What were enCore Energy’s (EU) extracted U3O8 cash production costs in Q1 2026?

Extracted U3O8 cash costs in Q1 2026 totaled $3.1 million, or $34.94 per pound. In Q1 2025, extracted cash costs were $2.3 million, or $31.26 per pound, showing higher total and per‑pound cash costs year over year for extracted production.

How large was enCore Energy’s (EU) U3O8 inventory at March 31, 2026?

As of March 31, 2026, enCore reported total U3O8 inventory of 153,956 pounds with a recorded cost of $9.9 million, or $64.52 per pound. At March 31, 2025, inventory was 153,058 pounds at $6.2 million, or $40.39 per pound.

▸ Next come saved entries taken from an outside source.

PR #232, opened 2026-04-27
fix: close TOCTOU race in verifyBackupCode (ticket #624)

theodorecharles:
## Summary

`verifyBackupCode` (in `backend/src/database-users.ts`) read the caller's stale `user.backup_codes` snapshot, bcrypt-matched, then UPDATEd with a filtered list. Two concurrent MFA verifications presenting the same backup code could both match and both write back the same filtered list — the code was consumed once in the DB but accepted twice (or N times). Backup codes are explicitly single-use, so this defeated that guarantee.

The verify/consume sequence now runs inside a `BEGIN IMMEDIATE` better-sqlite3 transaction:

- The row is re-read **inside** the transaction so we match against canonical state, not the caller's snapshot.
- The UPDATE is conditional on the old JSON: `WHERE id = ? AND backup_codes = ?`. If a concurrent writer committed first, the conditional UPDATE affects 0 rows and we return `false` (fail closed).
- `BEGIN IMMEDIATE` acquires a RESERVED lock at transaction start, serializing writers across processes (PM2 cluster mode under WAL).

Function signature is unchanged, so the route handler in `auth-extended.ts` did not need edits.

## Test plan

- [ ] CI build passes (`tsc`).
- [ ] Manual: enable MFA, generate backup codes, log out, verify a backup code works exactly once and is rejected on subsequent attempts.
- [ ] Optional repro: fire two concurrent `/api/auth/login` requests with the same backup code in `mfaToken` against a multi-process deployment; only one should succeed.

### DIFF
--- a/backend/src/database-users.ts
+++ b/backend/src/database-users.ts
@@ -282,36 +282,71 @@ export function disableMFA(userId: number): boolean {
 }
 
 /**
- * Verify backup code and remove it if valid
+ * Verify backup code and remove it if valid.
+ *
+ * Backup codes are single-use. To prevent a TOCTOU race where two concurrent
+ * MFA verifications presenting the same code both read the original list,
+ * both bcrypt-match, and both write back the same filtered list (consuming
+ * the code once in the DB but accepting it N times), the read/match/update
+ * is performed inside a `BEGIN IMMEDIATE` transaction. The row is re-read
+ * inside the transaction, and the UPDATE is conditional on the old JSON
+ * snapshot so a concurrent writer that committed first causes us to fail
+ * closed.
  */
 export function verifyBackupCode(user: User, code: string): boolean {
   if (!user.backup_codes || user.backup_codes.length === 0) {
     return false;
   }
-  
-  // Find matching backup code
-  let matchIndex = -1;
-  for (let i = 0; i < user.backup_codes.length; i++) {
-    if (bcrypt.compareSync(code, user.backup_codes[i])) {
-      matchIndex = i;
-      break;
-    }
-  }
-  
-  if (matchIndex === -1) return false;
-  
-  // Remove used backup code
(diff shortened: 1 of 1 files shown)


theodorecharles:

The fix correctly closes the TOCTOU window. The read/match/update sequence is now inside a `db.transaction()` called with `.immediate()`, which acquires a RESERVED lock at transaction start and serializes writers. The row is re-read fresh inside the transaction (discarding the stale `user` snapshot), bcrypt comparison runs against canonical state, and the UPDATE is further guarded by `WHERE backup_codes = ?` so a concurrent writer that commits first will cause this to affect 0 rows and return `false`. All three acceptance criteria are met: one success and one failure on concurrent same-code attempts, read-match-invalidate wrapped atomically, and a consumed code cannot be reused. The diff is tightly scoped to `verifyBackupCode` with no unrelated changes, and the function signature is unchanged so the call site in `auth-extended.ts` needed no edits. The one thing worth flagging — not a blocker — is that `bcrypt.compareSync` runs inside the transaction, holding the RESERVED lock for the full bcrypt wall-clock time (~100ms at cost 10). In a high-concurrency deployment this serializes all backup-code verifications through a single lock window; a future optimization would be to pre-screen candidates outside the transaction and re-verify inside, but that adds complexity and this form is correct and safe today.

**Suggestions**
- `backend/src/database-users.ts:322` — `bcrypt.compareSync` runs inside the `BEGIN IMMEDIATE` transaction, holding the RESERVED lock for the full bcrypt wall-clock time (~100ms at default cost). Readers are unaffected, but all concurrent backup-code writers are serialized through this window. Acceptable today; if throughput becomes a concern, consider scanning for a candidate hash outside the transaction and re-confirming inside before the conditional UPDATE.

What portion of enCore Energy’s (EU) U3O8 inventory was purchased versus extracted in 2026?

At March 31, 2026, purchased U3O8 inventory totaled 70,000 pounds at a cost of $5.6 million, or $80.04 per pound. Extracted inventory totaled 83,956 pounds at $4.3 million, or $51.59 per pound, reflecting different cost profiles for purchased and produced material.

Where can investors find full Q1 2026 financial details for enCore Energy (EU)?

The company’s full interim financial statements and Management’s Discussion and Analysis for the three months ended March 31, 2026 are included in enCore’s Form 10‑Q. This report is available on www.sec.gov and the investor relations section of www.encoreuranium.com.